JOHN HOWARD: So it's quite similar for the sidecar and an Ambient. If you have permission to go do a TCP dump inside of the pod network namespace to see the unencrypted traffic between the application and the sidecar, then you have root on the node anyways. And it's the same with Ambient. If you have that permission to inspect the traffic, once again, you have root on the node. You could do all sorts of things like just remove the sidecar, remove Ambient, sniff with EBPF. Right?


JOHN HOWARD: So at the end of the day, it does feel worse, but it's largely, I think for most people, essentially equivalent from a security point of view.

ABDEL SGHIOUAR: Yeah. And as you said, also it always depends on the threat model and what are you trying to protect against. But I like the fact that you mentioned that-- it sounds EBPF is a double-edged sword.

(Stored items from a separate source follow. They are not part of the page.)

Issue #2389, opened 2019-03-24
Add support for xo + typescript


nikersify:
**Name:** xo/typescript
**URL:** https://github.com/xojs/xo

[If configured correctly](https://github.com/xojs/eslint-config-xo-typescript#use-with-xo) `xo` can be used to lint typescript files, in addition to javascript ones.

The implementation should be pretty much the same as in `ale_linters/javascript/xo.vim`, although I've tried blindly copying that file to `ale_linters/typescript/xo.vim` replacing `javascript` with `typescript` but that unfortunately turned out to be too silly to work:

![image](https://user-images.githubusercontent.com/7091471/54886784-0bb04480-4e8c-11e9-9195-e60aad49923b.png)
(output after running `:ALEInfo`)

Thanks in advance!

lo1tuma:
I’ve ran into the same issue today. Enabling xo for typescript would be awesome.

chaucerbao:
This was easy enough. I did the same thing you did, @nikersify; copied the file and replaced references to JavaScript with TypeScript. PR available at #2453.

Running **xo** as a fixer took a few seconds, but that's probably an issue with **xo** itself.

hsanson:
ALE already supports XO linter/fixer for typescript (see #2453).

PR #3148, opened 2020-04-30
fixers/xo: enhance `xo` fixer

charlesbjohnson:
👋 

This is primarily directed at upgrading the `xo` fixer. From a feature perspective, a few things have been done:

1. The fixer uses now supports `let g:ale_javascript_xo_options` for custom flags in JS files
2. The fixer uses now supports `let g:ale_typescript_xo_options` for custom flags in TS files
3. The fixer now supports stdin by virtue of `--stdin --stdin-filename` (fully usable in [`0.30.0`](https://github.com/xojs/xo/releases/tag/v0.30.0), though technically available before then)

The diff is a bit on the larger side, though, in order to consolidate some of the duplication between the existing linters and the fixer through a shared handler file. I've tried to make changes one-step-at-a-time to make review easier.

In terms of testing, I've personally been using these changes for the past several months. The only issue I noticed was a [minor bug with XO itself](https://github.com/xojs/xo/issues/459), which has recently been fixed.

Some issues that this work relates to:
- #2389: I think this one is already done?

### DIFF
--- a/autoload/ale/fixers/xo.vim
+++ b/autoload/ale/fixers/xo.vim
@@ -1,20 +1,9 @@
 " Author: Albert Marquez - https://github.com/a-marquez
 " Description: Fixing files with XO.
 
-call ale#Set('javascript_xo_executable', 'xo')
-call ale#Set('javascript_xo_use_global', get(g:, 'ale_use_global_executables', 0))
-call ale#Set('javascript_xo_options', '')
-
-function! ale#fixers#xo#GetExecutable(buffer) abort
-    return ale#node#FindExecutable(a:buffer, 'javascript_xo', [
-    \   'node_modules/xo/cli.js',
-    \   'node_modules/.bin/xo',
-    \])
-endfunction
-
 function! ale#fixers#xo#Fix(buffer) abort
-    let l:executable = ale#fixers#xo#GetExecutable(a:buffer)
-    let l:options = ale#Var(a:buffer, 'javascript_xo_options')
+    let l:executable = ale#handlers#xo#GetExecutable(a:buffer, 'javascript')
+    let l:options = ale#handlers#xo#GetOptions(a:buffer, 'javascript')
 
     return {
     \   'command': ale#node#Executable(a:buffer, l:executable)
--- a/autoload/ale/fixers/xo.vim
+++ b/autoload/ale/fixers/xo.vim
@@ -2,17 +2,8 @@
 " Description: Fixing files with XO.
 
 function! ale#fixers#xo#Fix(buffer) abort
-    let l:filetype = getbufvar(a:buffer, '&filetype')
-    let l:type = ''
-
-    if l:filetype =~# 'javascript'
-        let l:type = 'javascript'
-    elseif l:filetype =~# 'typescript'
-        let l:type = 'typescript'
-    endif
-
-    let l:executable = ale#handlers#xo#GetExecutable(a:buffer, l:type)
-    let l:options = ale#handlers#xo#GetOptions(a:buffer, l:type)
+    let l:executable = ale#handlers#xo#GetExecutable(a:buffer)
+    let l:options = ale#handlers#xo#GetOptions(a:buffer)
 
     return ale#semver#RunWithVersionCheck(
     \   a:buffer,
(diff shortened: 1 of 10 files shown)


autoload/ale/handlers/xo.vim
```diff
@@ -0,0 +1,35 @@
...
+endfunction
+
+function! ale#handlers#xo#GetOptions(buffer, type) abort
+    return ale#Var(a:buffer, a:type . '_xo_options')
+endfunction
+
+" xo uses eslint and the output format is the same
+function! ale#handlers#xo#HandleJSON(buffer, lines) abort
+    return ale#handlers#eslint#HandleJSON(a:buffer, a:lines)
+endfunction
```
charlesbjohnson, line 29: This layer of indirection isn't really necessary, but my thinking is that if this has to change at some point that it would easier to update it once here rather than in every XO related linter/fixer.

autoload/ale/handlers/xo.vim
```diff
@@ -0,0 +1,35 @@
...
+
+function! ale#handlers#xo#GetProjectRoot(buffer) abort
+    let l:package_path = ale#path#FindNearestFile(a:buffer, 'package.json')
+
+    return empty(l:package_path) ? '' : fnamemodify(l:package_path, ':p:h')
+endfunction
```
charlesbjohnson, line 35: Admittedly I haven't tested this much in a [monorepo](https://classic.yarnpkg.com/blog/2017/08/02/introducing-workspaces/) setup, so I expect that this might not be exactly what is needed but it [might still be fine](https://github.com/xojs/xo#using-a-parents-config).

charlesbjohnson: Changes this to search for `node_modules` the same way `handlers/eslint.vim` does:

https://github.com/dense-analysis/ale/blob/834d6f9c48ce349a4c3d72e98bd0de81aaa84042/autoload/ale/handlers/eslint.vim#L45-L53

charlesbjohnson: Ended up walking this back because it isn't necessary. AFAICT [`cosmiconfig`](https://github.com/davidtheclark/cosmiconfig) (which `xo` is using) is already doing this.

autoload/ale/handlers/xo.vim
hsanson: I also prefer this kind of indirection as long as performance is not an issue. :+1:

autoload/ale/handlers/xo.vim
hsanson: :+1:

autoload/ale/fixers/xo.vim
```diff
@@ -1,23 +1,45 @@
...
+    let l:filetype = getbufvar(a:buffer, '&filetype')
+    let l:type = ''
+
+    if l:filetype =~# 'javascript'
+        let l:type = 'javascript'
+    elseif l:filetype =~# 'typescript'
+        let l:type = 'typescript'
+    endif
+
+    let l:executable = ale#handlers#xo#GetExecutable(a:buffer, l:type)
```
hsanson, line 14: Overall this PR looks really good. Tests are extensive, it uses version check for backward compatibility, and comments explaining why some things are done certain way. 

Just wondering if it is really necessary to pass l:type to GetExecutable(), GetOptions(), etc when this information can be easily extracted from the buffer argument that is also passed in to them.

Instead of passing l:type all over the place I think is better to simply use `getbufvar(a:buffer, '&filetype')` to get this information within those methods directly.

charlesbjohnson: Done.

Calculating `l:type` once and passing was a minor performance optimization. We can't rely on `getbufvar(a:buffer, '&filetype')` alone, though, given that the filetypes we're interested in are:

- `javascript`
- `javascriptreact`
- `typescript`
- `typescriptreact`

But we're limiting options to just `javascript_xo_...` and `typescript_xo_...`.

hsanson (dismissed):
Good to merge. Waiting Travis issue #3548 to get solved to be able to merge.

hsanson:

```
# needed if already added.

git checkout master
git fetch upstream master
git merge upstream/master

git checkout my-branch-name

```

charlesbjohnson:
Done, thanks for your support @hsanson.

hsanson (approved):
Good to go. Thanks.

I mean, you could rely on it to do a lot of things, but then you have privileged access, and then you have this Pandora's box of observability that you can just exploit.

KEITH MATTIX: I mean, it's just the kernel.

JOHN HOWARD: Yeah. I'm sure there's ways to do it without EBPF. It just makes it very convenient.



Yes. So you folks have been to KubeCon before, and you know every year, KubeCon has one large theme. There is always something which is the thing.


ABDEL SGHIOUAR: Whether it's cost optimization. That was the thing from Amsterdam this year. EBPF was the Valencia thing last year. Everybody was talking about EBPF.

And to me, it always sounds when you have a hammer, everything looks a nail. [LAUGHS] It's a pretty fascinating space to be in, to be honest. Let's not dig ourselves a hole there, and just go further and talk about-- so we talked quite a lot about Ztunnel, which is layer 7 stuff. Now the waypoint proxy. So that's the namespace multi-tenant shared proxy for everything layer 7.

I guess I have a more precise question. Is today-- because obviously, Ambient mesh is still experimental. You have to create it. You have to use the CLI to create the waypoint proxy. Are we going to be in a space where, if you just have a policy, the waypoint proxy is spun up automatically for you? Is that the goal?

KEITH MATTIX: I wouldn't say that's the goal. I do think we plan to make enhancements for deploying waypoint proxies. I think one notable thing we plan to do is make a way to do it via Helm, for example, would be the low-hanging fruit. But the key with waypoint proxies is that, and you'll see this throughout the Kubernetes community and ecosystem in general, is that we try to take a persona-based approach to designing these components and architecture.

So when you look at who is going to be deploying the waypoint, there are a couple of options. One, it could be an application developer who has autonomy over their namespace, and they say, hey, I want to be able to do L7 policy here. And so they will deploy a waypoint proxy. That makes sense. It seems relatively intuitive.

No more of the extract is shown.